Content starts

Issue #8242, opened 2023-11-21
List: difficulty dragging into a child list


driskull:
### Check existing issues

- [X] I have [checked for existing issues](https://github.com/Esri/calcite-design-system/issues) to avoid duplicates

### Description

Its difficult to drag a list item into an empty list because the list takes up no space.

It would be nice if an empty list had some reserved space area to drop items.

### Acceptance Criteria

Easier to drag into an empty list

### Relevant Info

https://codepen.io/driskull/pen/WNPzLdK?editors=1000

![Nov-21-2023 14-34-42](https://github.com/Esri/calcite-design-system/assets/1231455/ca4afe99-9155-4d09-a270-32e13b0ff30d)

### Which Component

list

### Example Use Case

See relevant info

### Priority impact

p3 - want for upcoming milestone

### Calcite package

- [X] @esri/calcite-components
- [ ] @esri/calcite-components-angular
- [ ] @esri/calcite-components-react
- [ ] @esri/calcite-design-tokens
- [ ] @esri/eslint-plugin-calcite-components

### Esri team

ArcGIS Maps SDK for JavaScript

driskull:
This needs to go to design first.

sagewall:
@geospatialem would it be possible to prioritize this? It's causing come confusion and unpredictable behavior trying to drag items into group layers in the new JavaScript SDK layer list widget.

ashetland:
@driskull Didn't this get merged into v.2.0?

driskull:
I did a quick fix but this needs a proper design.

driskull:
I think this could be solved by #7100 and indenting the whole item.

sagewall:
Thought I'd mention this not only affects the JS SDK, but the applications that use our SDK like Map Viewer, Experience Builder and Instant Apps.

ashetland:
Hey @sagewall and @zaramatheson is there something that @driskull's quick fix isn't addressing? Can you show us demo of the problem? I'm working on some related List designs, but I want to make sure I/we fully understand what's causing this issue. We might be able to expedite a better fix.

sagewall:
Sure, Currently it's impossible to move an item down the list under an open group layer without adding it to the group.  If you move a layer up from further down the list, there isn't a way to add it to the group.

### Reproduction Steps

1. Open this [codepen](https://codepen.io/sagewall/pen/abMWmEB)
2. Open "Group Layer 3"
[...]

PR #9068, opened 2024-04-05
feat(list): add mode to handle flat and nested lists and improve dragging

driskull:
**Related Issue:** #8667 #8242


driskull:
@ashetland this handles the modes and indentation. Can you take a look?

PR #9069, opened 2024-04-05
chore(linting): enable `import/order` rule to collapse newlines between imports

jcfranco:
**Related Issue:** N/A

## Summary

Enables [`import/order`](https://github.com/import-js/eslint-plugin-import/blob/main/docs/rules/order.md) to help take care of any newlines left between imports after updating modules.


driskull (approved):
👍

Issue #7901, opened 2023-09-28
Tree: clicking near the edges around the chevron selects the item


ashetland:
### Check existing issues

- [X] I have [checked for existing issues](https://github.com/Esri/calcite-design-system/issues) to avoid duplicates

### Actual Behavior

When attempting to click the chevron to expand/collpase a parent, clicking near the edges will select the parent instead of expanding/collapsing it.

![CleanShot 2023-09-28 at 14 44 43](https://github.com/Esri/calcite-design-system/assets/108549080/f816029f-88ce-4881-a3c4-e3c6c0e832f9)

### Expected Behavior

That clicking to the left, top, or bottom of the chevron would expand/collapse the parent. This would apply to all section modes that allow for selecting the parent.

### Reproduction Sample

https://codepen.io/ashetland/pen/jOXKYdV

### Reproduction Steps

Click near the edges around any of the chevrons.

### Reproduction Version

v1.8.0

### Priority impact

p3 - want for upcoming milestone

### Calcite package

- [X] @esri/calcite-components
- [ ] @esri/calcite-components-react
- [ ] @esri/eslint-plugin-calcite-components

### Esri team

Calcite (design)

PR #9115, opened 2024-04-11
fix(tree-item): do not select when chevron clicked

josercarcamo:
**Related Issue:** #7901 

## Summary
Clicking the chevron next to a menu item with children no longer selects the menu item.


driskull (approved):
Looks good @josercarcamo ⭐ 

I'm guessing since the padding was changed some screenshot test changes will need to be accepted is that correct? If so, that's good. 👍

packages/calcite-components/src/components/tree-item/tree-item.scss
```diff
@@ -57,14 +61,16 @@
...
-      .chevron,
       .checkmark,
       .bullet-point {
         margin-inline: theme("margin.3");
       }
       .icon-start {
         margin-inline: theme("margin.3");
       }
+      .chevron {
+        padding: 0.7rem;
```
jcfranco, line 72: Should this be using a `theme` or a spacing prop/token? cc @ashetland @driskull

driskull: Good question. cc @ashetland 👍

Issue #8490, opened 2023-12-22
bug(calcite-button): shadow dom width does not match host width


maxpatiiuk:
### Check existing issues

- [X] I have [checked for existing issues](https://github.com/Esri/calcite-design-system/issues) to avoid duplicates

### Actual Behavior

If `<calcite-button scale="s">` is told to take 32px x 32px, the host element takes the desired size, but the shadow DOM's `<button>` is 24px x 32px

### Expected Behavior

If `<calcite-button>` has attribute `width="full"`, `<button>` has `width: 100%;` style applied, matching the width of the container

### Reproduction Sample

https://codepen.io/maxpatiiuk/pen/NWJWXBP?editors=1100

### Reproduction Steps

1. Open [the codepen](https://codepen.io/maxpatiiuk/pen/NWJWXBP?editors=1100)
2. See pink - should not be visible

### Reproduction Version

2.1.0

### Relevant Info

Chrome 120, macOS 14.2

### Priority impact

p4 - not time sensitive

### Impact

I need to hardcode 32px x 32px size for the button because button may either display iconStart, or have a legacy Esri font icon slotted in - in both cases, I want it to maintain the same size (it does not right now as styles for when button has slotted content are quite different)

Current workaround:
1. Still have 32px x 32px size set in CSS
2. If button has iconStart, set `scale="m"`
3. If button has slotted in legacy font icon, set `scale="s"`

### Calcite package

- [X] @esri/calcite-components
- [ ] @esri/calcite-components-angular
- [ ] @esri/calcite-components-react
- [ ] @esri/calcite-design-tokens
- [ ] @esri/eslint-plugin-calcite-components

### Esri team

ArcGIS Maps SDK for JavaScript

driskull:
It seems like its the `inline-size` being set with `w-6`. here: https://github.com/Esri/calcite-design-system/blob/f199b3cafc40438c32a12cad2aef4d26be4526f6/packages/calcite-components/src/components/button/button.scss#L670C4-L670C22

DitwanP:
🍧 Verified on `2.9.0-next.4`

PR #9145, opened 2024-04-17
fix(calcite-button): Make shadow dom button 100% width

josercarcamo:
**Related Issue:** #8490

## Summary
When the host element button is set to "full" the shadow dom button is set to 100% width to span the entire space.


packages/calcite-components/src/components/button/button.scss
```diff
@@ -685,6 +685,16 @@
...
 }
+
+:host([scale="s"][width="full"]) button:not(.content--slotted),
+:host([scale="s"][width="full"]) a:not(.content--slotted),
+:host([scale="m"][width="full"]) button:not(.content--slotted),
+:host([scale="m"][width="full"]) a:not(.content--slotted),
+:host([scale="l"][width="full"]) button:not(.content--slotted),
+:host([scale="l"][width="full"]) a:not(.content--slotted) {
+  @apply w-full;
+}
```
alisonailea, line 696: alternative approach

```css
:host(:is([scale="s"], [scale="m"], [scale="l"])[width="full"]) {
  a, button {
    &:not(.content--slotted) {
    }
  }
}
```

alisonailea (approved):

packages/calcite-components/src/components/button/button.scss
driskull: Another alternative approach would be to apply a class here using JS since the CSS logic is getting a little complex here.

driskull (approved):
Code looks good! @josercarcamo is this fix captured in a screenshot test? If not can we add one?

Issue #9468, opened 2024-05-30
Initialization regression in `components` output target


geospatialem:
### Check existing issues

- [X] I have [checked for existing issues](https://github.com/Esri/calcite-design-system/issues) to avoid duplicates

### Actual Behavior

As a result of upgrading from `2.8.3` to `2.8.4` there were some failing screenshot tests from internal teams. We should restore the `componentDidLoad` hooks to accommodate changes in initialization.

### Expected Behavior

No failing screenshot tests

### Reproduction Sample

https://stackblitz.com/edit/github-ojdkyo-zgju9e

### Reproduction Steps

1. Observe component's initial value set when using v1.8.3.
2. Update `package.json` to use `@esri/calcite-components@2.8.4`. Notice value is not displayed in the input.

### Reproduction Version

3.8.4

### Relevant Info

Seems to pertain to be related to https://github.com/Esri/calcite-design-system/pull/9443

### Priority impact

impact - p1 - need for current milestone

### Impact

High

### Calcite package

- [X] @esri/calcite-components
- [ ] @esri/calcite-components-angular
- [ ] @esri/calcite-components-react
- [ ] @esri/calcite-design-tokens
- [ ] @esri/eslint-plugin-calcite-components

### Esri team

ArcGIS Maps SDK for JavaScript

geospatialem:
Verified in `2.8.5`

PR #9443, opened 2024-05-28
fix: defer floating-ui updating until component is connected and open

jcfranco:
**Related Issue:** #9397

## Summary

This updates the `FloatingUIComponent` implementation to defer calling `autoUpdate` until the component is open and connected (following `floating-ui` [usage notes](https://floating-ui.com/docs/autoupdate#usage)).

PR #9470, opened 2024-05-30
fix(combobox, dropdown, input-date-picker, popover, tooltip): fix initialization logic in components output target

jcfranco:
**Related Issue:** #9468

## Summary

https://github.com/Esri/calcite-design-system/pull/9443 introduced a regression caused by using the `componentOnLoad` util to consolidate initialization logic shared between `connectedCallback` and `componentDidLoad`. The util appears to resolve at a different time in the `components` output target, which messed up with initialization of certain components.

**Note**: there are no accompanying tests as this is not reproducible in the test environment, which uses the lazy-loaded output.

### DIFF
--- a/packages/calcite-components/src/components/popover/popover.tsx
+++ b/packages/calcite-components/src/components/popover/popover.tsx
@@ -310,7 +310,6 @@ export class Popover
     if (this.referenceElement && !this.effectiveReferenceElement) {
       this.setUpReferenceElement();
     }
-    connectFloatingUI(this, this.effectiveReferenceElement, this.el);
     this.hasLoaded = true;
   }
 
--- a/packages/calcite-components/src/components/popover/popover.tsx
+++ b/packages/calcite-components/src/components/popover/popover.tsx
@@ -55,7 +55,7 @@ import {
 } from "../../utils/loadable";
 import { createObserver } from "../../utils/observers";
 import { FloatingArrow } from "../functional/FloatingArrow";
-import { componentOnReady, getIconScale } from "../../utils/component";
+import { getIconScale } from "../../utils/component";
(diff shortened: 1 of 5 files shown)


packages/calcite-components/src/components/popover/popover.tsx
```diff
@@ -307,6 +307,11 @@ export class Popover
 
   componentDidLoad(): void {
     setComponentLoaded(this);
+    if (this.referenceElement && !this.effectiveReferenceElement) {
+      this.setUpReferenceElement();
+    }
+    connectFloatingUI(this, this.effectiveReferenceElement, this.el);
```
driskull, line 313: ` this.setUpReferenceElement();` already calls `connectFloatingUI` so no need here.

packages/calcite-components/src/components/tooltip/tooltip.tsx
```diff
@@ -172,6 +171,14 @@ export class Tooltip implements FloatingUIComponent, OpenCloseComponent {
     }
   }
 
+  componentDidLoad(): void {
+    if (this.referenceElement && !this.effectiveReferenceElement) {
+      this.setUpReferenceElement();
+    }
+    connectFloatingUI(this, this.effectiveReferenceElement, this.el);
```
driskull, line 178: ` this.setUpReferenceElement();` already calls `connectFloatingUI` so no need here.

driskull (approved):
👍 Thanks @jcfranco 💯

packages/calcite-components/src/components/popover/popover.tsx
jcfranco: Thanks for the catch! Forgot to carry that over from previous feedback.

Content ends

# [Exercise instructions]
Select the lines from the entries that include the word "already".

# [Reply to the task]
driskull, line 313: ` this.setUpReferenceElement();` already calls `connectFloatingUI` so no need here.
driskull, line 178: ` this.setUpReferenceElement();` already calls `connectFloatingUI` so no need here.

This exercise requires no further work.